DIRECTIONS FOR THIS TASK: Scan the material for "sudo". Copy every line it appears in.

■ ■ ■ ■ ■

Issue #217, opened 2025-02-23
A523/A527 SPI Flash support?


RoganDawes:
Hi folks,

Is there anyone looking at implementing SPI flash support for the A523/A527, and possibly T527 chip? I have just received my pre-order of the Radxa A5E, and am trying to write their NOR image to the SPI flash. My distro didn't recognise the chip, so I cloned the repo, built and tried spiflash-info, only to be told that it is not yet supported.

Thanks!

Rogan

apritzel:
The manual suggests that the SPI controller in the A523/A527/T527 (all the same chip) is compatible to the previous one, however it doesn't work. Poking around in the BSP reveals that apparently the FIFO status register at 0x1c no longer reports the FIFO level, instead this is now done with a new register at offset 0x400.
So this would require some changes in the code, on top of the expected SoC adaptations (pinmux, clocks). I have a (non-working) patch for the latter, but didn't try the new FIFO register yet.

PopCat19:
Just confirming this issue on another A523 device, an unbranded "Eksvefot A10" tablet I got from Amazon:
```
~ 
❯ sunxi-fel version
AWUSBFEX soc=00001890(A523) 00000001 ver=0001 44 08 scratchpad=00061500 00000000 00000000

~ 
❯ sunxi-fel spiflash-read 8192 32768 u-boot-spl.bin
SPI support not implemented yet for 1890 (A523)!
```

I'm hitting the same `SPI support not implemented yet for 1890 (A523)!` error on `spiflash-read` in attempts to get a firmware dump.

While I can't code the FIFO register fix myself, I'm open to build and test any experimental patches if you need someone to validate on this hardware.

ddean-blip:
did this ever get any further im trying to back up a device now with the A527 chipset and running into issues .

/a527_dump$ sudo sunxi-fel spl u-boot-sunxi-with-spl.bin
Warning: no 'soc_sram_info' data for your SoC (id=1890)
SPL: eGON header is not found
/a527_dump$ sudo sunxi-fel version
Warning: no 'soc_sram_info' data for your SoC (id=1890)
AWUSBFEX soc=00001890(unknown) 00000001 ver=0001 44 08 scratchpad=00001500 00000000 00000000
/a527_dump$ sunxi-fel spiflash-read xxxx xxxx u-boot-spl.bin
ERROR: You don't have permission to access Allwinner USB FEL device

apritzel:
[...]

PR #232, opened 2026-04-05
feat: A523 SPI support

arminfelder:
adds SPI flash support for A523/A527/T527 SoCs 

tested/developed against OrangePi 4A, using u-boot mainline and BL31 from [github.com/jernejsk/arm-trusted-firmware](https://github.com/jernejsk/arm-trusted-firmware/tree/a523-v4)

The information was extracted from the A523 datasheet as well as the Tina SDK(using an LLM), and tested against the real chip(T527)

relates to #217

### DIFF
--- a/fel-spiflash.c
+++ b/fel-spiflash.c
@@ -87,6 +87,10 @@ void fel_writel(feldev_handle *dev, uint32_t addr, uint32_t val);
 #define H6_CCM_SPI_BGR              (0x03001000 + 0x96C)
 #define H6_CCM_SPI0_GATE_RESET      (1 << 0 | 1 << 16)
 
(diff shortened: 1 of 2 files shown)


RoganDawes:
Can confirm that it works. Was able to write u-boot to the SPI of my Radxa A5E. Thank you!

apritzel:
Hi, thanks for pushing this. But while this looks like a pragmatic solution to the problem, it's becoming messier with every SoC, piling up exceptions and special cases.
Please have a look at https://github.com/linux-sunxi/sunxi-tools/pull/224 for my proposed cleanup. This would mean adding A523 support would be much easier. Can you change your code to work on top of that?

arminfelder:
I guess I wait for the rework to be merged, and then rebase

■ ■ ■ ■ ■

ANSWER BOX:
/a527_dump$ sudo sunxi-fel spl u-boot-sunxi-with-spl.bin
/a527_dump$ sudo sunxi-fel version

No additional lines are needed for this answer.